Compiling SSD for CUDA target seg faults

reminisce · December 4, 2018, 9:59pm

I was trying to compile the SSD model in this tutorial for CUDA target. It initially failed here.

dmlc/tvm/blob/master/topi/python/topi/cuda/ssd/multibox.py#L281


    ax = (al + ar) / 2.0
    ay = (at + ab) / 2.0
    px = loc[loc_base_idx]
    py = loc[loc_base_idx + 1]
    pw = loc[loc_base_idx + 2]
    ph = loc[loc_base_idx + 3]
    ox = px * vx * aw + ax
    oy = py * vy * ah + ay
    ow = tvm.exp(pw * vw) * aw / 2.0
    oh = tvm.exp(ph * vh) * ah / 2.0
    return tvm.select(clip, tvm.make.Max(0, tvm.make.Min(1, ox - ow)), ox - ow), \
        tvm.select(clip, tvm.make.Max(0, tvm.make.Min(1, oy - oh)), oy - oh), \
        tvm.select(clip, tvm.make.Max(0, tvm.make.Min(1, ox + ow)), ox + ow), \
        tvm.select(clip, tvm.make.Max(0, tvm.make.Min(1, oy + oh)), oy + oh)


max_threads = int(
    tvm.target.current_target(allow_none=False).max_num_threads)
ib = tvm.ir_builder.create()
score = ib.buffer_ptr(temp_score_in)
cls_id = ib.buffer_ptr(temp_id)
flag = ib.buffer_ptr(temp_flag)

I understand that the current nms op only has CPU version. I just want to get the compilation pass to run through first and then work on the nms GPU version.
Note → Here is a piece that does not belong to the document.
PR #14051, opened 2026-07-04
fix: user deletion no longer trips fk_project_owner_id on first attempt

### LINKED ISSUE #14020: [BUG] Deleting a platform user fails on first attempt (FK violation), succeeds on retry — self-hosted
## Summary

On self-hosted, deleting a user from Platform Admin fails on the first attempt with a generic "Something went wrong" toast, then succeeds when the same delete is repeated. Reported by a customer on 0.85.0 and reproduced locally on the current build.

After changing tvm.make.Min/Max to tvm.min/max, it crashed with a seg fault in Halide.

[21:04:38] /home/ubuntu/unison/tvm/src/pass/arg_binder.cc:87: Trying to bind buffer to another one with lower alignment requirement  required_alignment=8, provided_alignment=4
[21:04:38] /home/ubuntu/unison/tvm/src/arithmetic/int_set.cc:514: cannot evaluate set type Load
[21:04:38] /home/ubuntu/unison/tvm/src/arithmetic/int_set.cc:514: cannot evaluate set type 

Thread 1 "python" received signal SIGSEGV, Segmentation fault.
0x00007fffe4dd9542 in tvm::NodeBase::IncRef (this=<error reading variable: Cannot access memory at address 0x7fffff7fdfe8>)
    at /home/ubuntu/unison/tvm/3rdparty/HalideIR/src/tvm/node/node_base.h:68
68	  void IncRef() {

Anyone knows how to solve this problem? Thanks.

vinx13 · December 6, 2018, 5:51am

I can confirm this issue.
Initially, the problem in tvm.select(clip, tvm.make.Max(0, tvm.make.Min(1, ox - ow)), ox - ow) is type mismatch. Changing 0 and 1 to float works. However, I found both this solution and using tvm.min/max caused seg fault.
The problem is a infinite recursion in ConvertSSA. Since cpu and gpu have different multibox implementation, this is likely an issue in multibox ir on gpu.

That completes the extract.